The answer showed a clear general trend: Galaxies with more neighbors were also on average larger.
There could be many reasons why. Perhaps densely clustered galaxies are simply larger when they first form, or are more likely to undergo efficient mergers with close neighbors. Perhaps dark matter — that mysterious substance that makes up most of the matter in the universe, yet cannot be detected directly by any current means – plays a role. After all, galaxies form within individual “halos” of dark matter and the gravitational pull from those halos plays a critical role in how galaxies evolve.
“Theoretical astrophysicists will have to perform more comprehensive studies using simulations to conclusively establish why galaxies with more neighbors tend to be larger,” said Ghosh. “For now, the best we can say is that we’re confident that this relationship between galaxy environment and galaxy size exists.”
Utilizing an incredibly large dataset like the Hyper Suprime-Cam Subaru Strategic Program helped the team reach a clear conclusion. But that’s only part of the story. The novel machine learning tool they used to help determine the size of each individual galaxy also accounted for inherent uncertainties in the measurements of galaxy size.
“One important lesson we had learned prior to this study is that settling this question doesn’t just require surveying large numbers of galaxies,” said Ghosh. “You also need careful statistical analysis.

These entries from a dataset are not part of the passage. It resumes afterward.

PR #1378, opened 2018-10-31
Add script for D-Link router plaintext password file exposure

mylk:
Hello everyone.

This pull request adds a script for CVE-2018-10824, the plaintext password file exposure vulnerability in the web interface on D-Link routers disclosed earlier this month.

References:
- https://seclists.org/fulldisclosure/2018/Oct/36
- https://sploit.tech/2018/10/12/D-Link.html

It makes a GET HTTP to the target to the special URL that exposes the router configuration.
Then it inspects the response code and headers to identify if the target is vulnerable.

### DIFF
--- a/nselib/data/http-fingerprints.lua
+++ b/nselib/data/http-fingerprints.lua
@@ -7150,6 +7150,22 @@ table.insert(fingerprints, {
     }
   });
 
+table.insert(fingerprints, {
+    category = 'attacks',
+    probes = {
+      {
+        path = '/uir//tmp/csman/0',
+        method = 'GET'
+      }
+    },
+    matches = {
+      {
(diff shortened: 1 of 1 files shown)


cldrn:
Hello,

Thank you for contributing. HTTP NSE scripts that read and parse headers can be written as a signature for http-enum. Are there any additional tasks that you perform on your script that would make it preferable over a http-enum signature?

cldrn:
It would be best to add it to just one category I think as most users usually run the whole list and we are bypassing cache. Attacks is a better choice IMO.

mylk:
Hello @cldrn 
I updated the PR with your suggestion.
Thanks.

A part of that comes from machine learning tools that can accurately quantify the degree of uncertainty in our measurements of galaxy properties.”
The machine learning tool that they used is called GaMPEN — or Galaxy Morphology Posterior Estimation Network. As a doctoral student at Yale, Ghosh led development of GaMPEN, which was unveiled in papers published in 2022 and 2023 in the Astrophysical Journal. The tool is freely available online and could be adapted to analyze other large surveys, said Ghosh.

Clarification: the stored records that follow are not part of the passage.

PR #1383, opened 2018-11-05
Script for unauthenticated arbitrary file upload vulnerability in Blueimp jQuery-File-Upload

mylk:
Hello everyone.

I'm working a few days on this. Its a script for CVE-2018-9206, the unauthenticated arbitrary file upload vulnerability in Blueimp's jQuery-File-Upload plugin.

There are two different types that the script identifies if a target is vulnerable:
- Find the plugin itself on the source of the given URI (arg) or by default the root
And if this fails:
- Find the plugins directory and try a couple of common namings of the plugin to locate it.

If the plugin is found:
- tries to exploit the target by uploading a random PHP file (just containing an echo() call)
- tests if its executable (PHP code is interpreted)
- and then deletes it.

Because the file is uploaded (even if it gets deleted at the end, its marked as intrusive.

The targets I tested it had deferent versions of the plugin, so I solved as many edge cases as possible.

Thank you in advance.

### DIFF
--- a/scripts/http-vuln-cve2018-9206.nse
+++ b/scripts/http-vuln-cve2018-9206.nse
@@ -1,0 +1,335 @@
+local http = require 'http'
+local io = require 'io'
+local json = require 'json'
+local rand = require 'rand'
+local shortport = require 'shortport'
+local stdnse = require 'stdnse'
+local table = require 'table'
+local url = require 'url'
+local vulns = require 'vulns'
+
+description = [[
+Unauthenticated arbitrary file upload vulnerability on jQuery-File-Upload <= v9.22.0.
+
+This version doesn't require any validation to upload files to the server.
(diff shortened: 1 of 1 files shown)


mylk:
Unfortunately, the patterns I use to parse HTML and get the path of the jquery-file-upload plugin, don't work on all cases (only half of the tested targets match correctly).

I know that's a bad idea, but I see there are no news about this [(Script_Ideas#HTML_parsing)](https://secwiki.org/w/Nmap/Script_Ideas#HTML_parsing)

I would appreciate some help with this.

mylk:
I updated the script to improve the parsing of HTML based on the code of Vlatko Kosturjak on http-favicon.nse.

All cases that I had spotted while parsing HTML are now resolved.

Though this new study focuses on galaxies, it also forecasts the types of research — centered on complex analyses of incredibly large datasets — that will soon take astronomy by storm. When a generation of new telescopes with powerful cameras, including the Vera C. Rubin Observatory in Chile, come online, they will collect massive amounts of data on the cosmos every night. In anticipation, scientists have been developing new tools like GaMPEN that can utilize these large datasets to answer pressing questions in astrophysics.

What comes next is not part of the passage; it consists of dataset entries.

PR #1386, opened 2018-11-12
SYN Flood script

nrathaus:
This NSE script will preform a SYN flood on an open TCP port

It sends 65535 SYN packets to the same port


sskddywxx:
then what?haha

“Very soon, large datasets will be the norm in astronomy,” said Ghosh. “This study is a perfect demonstration of what you can do with them — when you have the right tools.”
Co-authors on the study are Meg Urry, professor of physics and of astronomy at Yale; Meredith Powell, a research fellow with the Leibniz Institute; Rhythm Shimakawa, associate professor at Waseda University; Frank van den Bosch, a Yale professor of astronomy; Daisuke Nagai, professor of physics and of astronomy at Yale; Kaustav Mitra, a doctoral student at Yale; and Andrew Connolly, professor of astronomy at the UW and faculty member in the DiRAC Institute and the eScience Institute. The research was funded by NASA, the Yale Graduate School of Arts & Sciences, the John Templeton Foundation, the Charles and Lisa Simonyi Fund for Arts and Sciences, the Washington Research Foundation and the UW eScience Institute.